Segment Start: INFORMATION SHOWN

PR #1648, opened 2023-07-13
Don't require Embassy users to depend on `cortex-m-rt` directly

hannobraun:
When setting up my first Embassy app, I got an error about `cortex-m-rt` from the `main` macro. I figured out quickly what was wrong, but still, requiring users to depend on a library they might otherwise not be using directly seemed unintuitive and unnecessary. So I fixed it :smile: 

Please let me know, if I'm missing something! I'm just getting started with Embassy, so I might be totally on the wrong track here.

### DIFF
--- a/embassy-executor/Cargo.toml
+++ b/embassy-executor/Cargo.toml
@@ -32,7 +32,7 @@ features = ["nightly", "defmt", "pender-callback", "arch-cortex-m", "executor-th
 # Architecture
 _arch = [] # some arch was picked
 arch-std = ["_arch", "critical-section/std"]
-arch-cortex-m = ["_arch", "dep:cortex-m"]
+arch-cortex-m = ["_arch", "dep:cortex-m", "dep:cortex-m-rt"]
 arch-xtensa = ["_arch"]
 arch-riscv32 = ["_arch"]
 arch-wasm = ["_arch", "dep:wasm-bindgen", "dep:js-sys"]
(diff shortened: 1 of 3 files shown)


Dirbaio:
interesting. 

The downside is that updating to a new major version of  `cortex-m-rt` will require a new major version of the `embassy-executor` crate. (`cortex-m-rt` uses `links` in Cargo.toml to prevent multiple versions to be used at the same time, so it can break projects that do depend on 0.7 directly)

If we do this we should do it for riscv, xtensa as well, for consistency. Major-bumping every time one of the `-rt` crates is major-bumped could be a lot of bumps.

hannobraun:
That's a good point. I didn't consider the other architectures.

> If we do this we should do it for riscv, xtensa as well, for consistency. Major-bumping every time one of the `-rt` crates is major-bumped could be a lot of bumps.

Looking at the releases of the three `-rt` crates, it seems like [`cortex-m-rt`](https://crates.io/crates/cortex-m-rt/versions) is pretty stable, [`xtensa-lx-rt`](https://crates.io/crates/xtensa-lx-rt/versions) releases very frequently, and [`riscv-rt`](https://crates.io/crates/riscv-rt/versions) is somewhere in the middle.

I guess we could sacrifice consistency temporarily for a more convenient and polished experience on Cortex-M, and give the other platforms the same treatment whenever we think those have settled down enough. Not sure if that's the right call, just floating the possibility.

Dirbaio:
Unfortunately I'd prefer to keep requiring the user to bring their own cortex-m-rt version. Thanks anyway for the PR, I appreciate it! :)

hannobraun:
Understood. Thanks for considering!

PR #1649, opened 2023-07-13
rp: Check intrstatus before signalling suspended

simmsb:
I'm not sure if this is also needed elsewhere, but currently on rp2040 the device gets stuck if the usb suspends because Bus::poll will always yield Ready(Suspended)


Dirbaio:
Thanks!

PR #1650, opened 2023-07-13
RP examples gets file description

henrikberg:
- Add descriptions to all RP2040 examples. 
- Some need hardware that was not specified.
- Round ADC temp example to make more sense.


Dirbaio (approved):
Nice, thank you! :)

Issue #2167, opened 2023-11-09
stm32h7 adc hangs with possible fix: adc clock configured to pll that's not enabled


RobertTDowling:
On the stm32h743zi Nucleo board, I found this line of code hung, I believe in an infinite loop waiting for a ready pin to change:
`    let mut adc = Adc::new(p.ADC1, &mut delay);`

I believe the stm32h7 uses `adc/v4.rs`.

Looking at h7 reference manual, adc can use either of two clock sources

- `adc_ker_ck_input` (with CKMODE[1:0]==0) or 
- `adc_sclk`  (with CKMODE[1:0] != 0) 

A comment in `rcc/h.rs` at least hinted to me that CKMODE[1:0]==0 is being used:
Line 171 `            adc_clock_source: AdcClockSource::from_bits(0), // PLL2_P on H7, HCLK on H5`
Looking at PLL2, it appears to not be enabled.
```
impl Default for Config {
    fn default() -> Self {
        Self {
            hsi: Some(HSIPrescaler::DIV1),
            hse: None,
            csi: false,
            hsi48: Some(Default::default()),
            sys: Sysclk::HSI,
            pll1: None,
            pll2: None,
            #[cfg(any(rcc_h5, stm32h7))]
            pll3: None,
```

**So I changed the line to this**, presumably picking SYSCLK/2 with CKMODE[1:0]==2
Line 171 `            adc_clock_source: AdcClockSource::from_bits(2), // sysclk/2 on H7, HCLK on H5`

**And now the ADC works for me.** Or at least it does not hang during my call to `new` and I get reasonable values from the ADC.

I randomly picked 2 and it worked.  It could mean 64MHz/2=32MHz, which is less than 50MHz, from `adc/v4.rs`
```
#[cfg(stm32h7)]
const MAX_ADC_CLK_FREQ: Hertz = Hertz::mhz(50);
```

I have no idea at all if I did this right or not, and maybe setting up the PLL would be better.

Let me know how I can help make this better.  I could make a PR with the one line change if you like.

Robert

RobertTDowling:
Oops, I just realized that fix breaks the H5, because it probably wants 0 in those bits

Robert

RobertTDowling:
Fixed

RobertTDowling:
Fixed

PR #2192, opened 2023-11-16
stm32h7 ADC: Fix stalled clock in default h7 config

RobertTDowling:
Naive fix to clock source of ADC on STM32H7 (issue #2167)

In a nutshell, the default configuration for the v4 ADC selects clock source `ADCSEL[1:0]=0`. For the H5, that might be fine, but for the H7, that selects `PLL2_P` which is not configured. Using `ADCSEL[1:0]=2` selects the peripheral clock, which happens to be acceptable.

I hope to get advice on rust side of how to do this better.
- I just hard coded the value `2`. Note, the original hard coded `0` so I don't feel that bad.
- The mechanism to vary H7 from H5 (conditional compilation) is probably not done the way it should be
- I'm not sure the H7 and H5 are the only micros that use the v4 ADC.  If not, I've certainly done this wrong and should use something like `#[cfg(!stm32h7)]` if there is such a syntax
- I don't even know if ADCSEL[1:0]=0 works for the H5... it might need a similar fix.

I have tested on the H7, but I don't have an H5 yet so that part is untested. I can pick up an H5 before this is all over

### DIFF
--- a/embassy-stm32/src/rcc/h.rs
+++ b/embassy-stm32/src/rcc/h.rs
@@ -170,9 +170,9 @@ impl Default for Config {
             per_clock_source: PerClockSource::HSI,
 
             #[cfg(stm32h5)]
-            adc_clock_source: AdcClockSource::from_bits(0), // HCLK on H5
+            adc_clock_source: AdcClockSource::HCLK1,
             #[cfg(stm32h7)]
-            adc_clock_source: AdcClockSource::from_bits(2), // PCLK on H7
+            adc_clock_source: AdcClockSource::PER,
 
             timer_prescaler: TimerPrescaler::DefaultX2,
             voltage_scale: VoltageScale::Scale0,
--- a/embassy-stm32/src/rcc/h.rs
+++ b/embassy-stm32/src/rcc/h.rs
@@ -168,7 +168,12 @@ impl Default for Config {
             apb4_pre: APBPrescaler::DIV1,
 
             per_clock_source: PerClockSource::HSI,
-            adc_clock_source: AdcClockSource::from_bits(0), // PLL2_P on H7, HCLK on H5
+
+            #[cfg(stm32h5)]
+            adc_clock_source: AdcClockSource::from_bits(0), // HCLK on H5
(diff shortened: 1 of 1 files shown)


embassy-stm32/src/rcc/h.rs
```diff
@@ -168,7 +168,12 @@ impl Default for Config {
             apb4_pre: APBPrescaler::DIV1,
 
             per_clock_source: PerClockSource::HSI,
-            adc_clock_source: AdcClockSource::from_bits(0), // PLL2_P on H7, HCLK on H5
+
```
Dirbaio, line 171: could you use concrete enum names, like `AdcClockSource::HCLK`? the `from_bits` was to have one line of code that would work on both H5 and H7, but if there's `cfg`s there's no point.

RobertTDowling: **Sure!** I was hoping to test this on H5 to see if they could share the same (2) value, but...
...I can't compile ADC code on H5 to test this. I get this for both the stm32h503rb and the stm32h563zi: 
```
12 | use embassy_stm32::adc::Adc;
   |                    ^^^ could not find `adc` in `embassy_stm32`
```
I haven't given up completely, but I don't see what I'm doing wrong when the H7 compiles fine and I've adjusted Cargo.toml.
```
embassy-stm32 = { version = "*", path = "../embassy-stm32", features = ["nightly", "defmt", "stm32h503rb", "time-driver-any", "exti", "memory-x", "unstable-pac", "unstable-traits"] }

```
and .cargo/config.toml
```
[target.thumbv8m.main-none-eabihf]
runner = 'probe-rs run --chip STM32H503RBTx'

[build]
target = "thumbv8m.main-none-eabihf"
```

Dirbaio: ADC is not implemented for H5, it's normal it fails.

RobertTDowling: Done

Dirbaio (approved):
thank you!

PR #2197, opened 2023-11-18
Priority channel

MabezDev:
Adds a priority channel which will sift higher priority items to the front of the channel.

### Questions

- Is it okay to use heapless items in the public API? I'm currently using `Kind`, `Min` and `Max` from heapless publicly.
- Can the duplication between the normal channels be reduced further?
- More tests? I don't want to end up duplicating the tests within `heapless::BinaryHeap`, but if you have other test case ideas let me know I'll add them.

### DIFF
--- a/embassy-sync/src/channel.rs
+++ b/embassy-sync/src/channel.rs
@@ -321,7 +321,7 @@ impl<'ch, T> Future for DynamicSendFuture<'ch, T> {
 
 impl<'ch, T> Unpin for DynamicSendFuture<'ch, T> {}
 
-trait DynamicChannel<T> {
+pub(crate) trait DynamicChannel<T> {
     fn try_send_with_context(&self, message: T, cx: Option<&mut Context<'_>>) -> Result<(), TrySendError<T>>;
 
     fn try_receive_with_context(&self, cx: Option<&mut Context<'_>>) -> Result<T, TryReceiveError>;
--- a/embassy-sync/src/channel.rs
+++ b/embassy-sync/src/channel.rs
@@ -76,7 +76,7 @@ where
 
 /// Send-only access to a [`Channel`] without knowing channel size.
 pub struct DynamicSender<'ch, T> {
-    channel: &'ch dyn DynamicChannel<T>,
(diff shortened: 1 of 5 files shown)


embassy-sync/src/channel.rs
```diff
@@ -29,6 +29,8 @@ use crate::blocking_mutex::raw::RawMutex;
 use crate::blocking_mutex::Mutex;
 use crate::waitqueue::WakerRegistration;
 
+pub mod priority;
```
Dirbaio, line 32: could you put this in `embassy_sync::priority_channel`, to be consistent with `embassy_sync::zerocopy_channel`?

embassy-sync/src/channel/priority.rs
```diff
@@ -0,0 +1,614 @@
...
+//!
+//! Similar to a [`Channel`](crate::channel::Channel), however [`PriorityChannel`] sifts higher priority items to the front of the queue.
+//! Priority is determined by the `Ord` trait. Priority behavior is determined by the [`Kind`](heapless::binary_heap::Kind) parameter of the channel.
+
+use core::cell::RefCell;
+use core::future::Future;
+use core::pin::Pin;
+use core::task::{Context, Poll};
+
+use heapless::binary_heap::Kind;
```
Dirbaio, line 11: could you `pub use` everything needed so the user can use this without imprting `heapless` directly? I think it's `Kind`, `Min`, `Max`.

Dirbaio:
> Is it okay to use heapless items in the public API? I'm currently using Kind, Min and Max from heapless publicly.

Segment End: INFORMATION SHOWN

■ YOUR OBJECTIVE
Pull out each line of the entries that contains "higher".

■ OUTPUT OF THE TASK
Adds a priority channel which will sift higher priority items to the front of the channel.
+//! Similar to a [`Channel`](crate::channel::Channel), however [`PriorityChannel`] sifts higher priority items to the front of the queue.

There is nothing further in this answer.